Stored items:
[Start of section]

PR #14447, opened 2023-02-19
[sleepiq] Add new channels

mhilbush:
Add 4 new channels for detailed sleep time breakdown.

### DIFF
--- a/bundles/org.openhab.binding.sleepiq/README.md
+++ b/bundles/org.openhab.binding.sleepiq/README.md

[End of section]

Problem to solve: Only lines containing the string "binding" belong in the answer; find them in the data above and copy them.

Solution for this exercise:
--- a/bundles/org.openhab.binding.sleepiq/README.md
+++ b/bundles/org.openhab.binding.sleepiq/README.md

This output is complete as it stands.